Problem to solve
Lines before the one containing "would be syntactic" are left out. Retype that line and the rest through the end of the material exactly.

Given records
--------------------------------------------------

PR #117, opened 2024-06-03
Special syntax for nested method calls

### LINKED ISSUE #107: Method calls on the same precedence level as application
A syntactic sugar for chaining method calls would be nice. For instance
```
m.foo x y
  >.bar 42
  >.baz 13
```
would be syntactic sugar for `((m.foo x y).bar 42).baz 13`.

The choice of the syntax could be discussed. I like `>.` as in the above example, but other options I see are `|.` `|>.` `.>`. The `|.` is particularly interesting, because `|` has special meaning and the programmer cannot define such an operator.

--------------------------------------------------

Output below
would be syntactic sugar for `((m.foo x y).bar 42).baz 13`.

The choice of the syntax could be discussed. I like `>.` as in the above example, but other options I see are `|.` `|>.` `.>`. The `|.` is particularly interesting, because `|` has special meaning and the programmer cannot define such an operator.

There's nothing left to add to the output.